:: REQUIRED WORK ::
Return exactly the line that contains "PR #254, opened 2021-10-18" and all lines beneath it in the entries, through the very last one.

[DATA LISTING Boundary: Start]

PR #236, opened 2021-09-23
How JSON versioning is defined (here: INTF)

albertmink:
New JSON Schema and data for the object type INTF, that shows how we defined JSON versioning in ABAP file formats.


schneidermic0 (approved):
If we don't want to add a `$` in front of `formatVersion`, it looks good to me.

wurzka (approved):
LGTM :)

PR #253, opened 2021-10-18
rm additionalProperties from documentation, with update on compatible changes

albertmink:


docs/specification.md
```diff
@@ -87,6 +87,8 @@ Following changes to file formats are considered as compatible:
 
 - Values for a field (enum) are added (remark: this might lead to syntax errors in ABAP systems which don't support this value)
 - Descriptions or titles are changed
+- Non-mandatory fields are added
+- Non-mandatory fields are removed
```
schneidermic0, line 91: I am just wondering wether we shall move the information about compatible and incompatible changes to file docs/json.md.

The statements are related to JSON format changes. But we can change this also in a separate PR.

What do you think?

Issue #248, opened 2021-10-07
JSON schema: Change property `additionalProperties` to `true`


schneidermic0:
The property `additionalProperties` in our JSON schema is set to `false`, currently. Do to this setting it is incompatible to add or remove non-mandatory fields. 

As mentioned in #105, adding and removing non-mandatory fields would be compatible if the property `additionalProperties` is set to `true`. With this we won't have to increase the format version if we add or remove new non-mandatory fields. 

What do you think?

See also: 

- https://github.com/SAP/abap-file-formats/blob/main/docs/specification.md#incompatible-file-format-changes
- #105

albertmink:
We will stay with the restrictive `"additionalProperteries" = false` setting. If we introduce/remove a new ABAP file format version that e.g. adds a field (mandatory or non-mandatory), we include/remove it to the new JSON Schema. This don't break our recent compatibility strategy https://github.com/SAP/abap-file-formats/blob/main/docs/json.md#compatible-file-format-changes

albertmink:
need to partially rewind/revert introduces changes https://github.com/SAP/abap-file-formats/pull/253

schneidermic0:
Today, we had a discussion with the team. We tend to keep the property `additionalProperties` with value `false`. With this we can avoid that random fields are added to the data.
On the other hand, this means we have to consider the removal of fields in general as an incompatible change. But I think this would be fine. 

Any objections?

If there are no objections, I'll prepare a change to update the documentation accordingly.

schneidermic0:
We decided to keep the field `additionalProperties`. Therefore, I close this issue.

PR #254, opened 2021-10-18
rm `additionalProperties` in JSON Schema

albertmink:
still needs the adoption in our dev systems (type_writer)


albertmink:
simple manipulation with `sed` was not enough, need to rework

albertmink:
see #248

[DATA LISTING Boundary: End]

:: RESPONSE AREA ::
PR #254, opened 2021-10-18
rm `additionalProperties` in JSON Schema

albertmink:
still needs the adoption in our dev systems (type_writer)


albertmink:
simple manipulation with `sed` was not enough, need to rework

albertmink:
see #248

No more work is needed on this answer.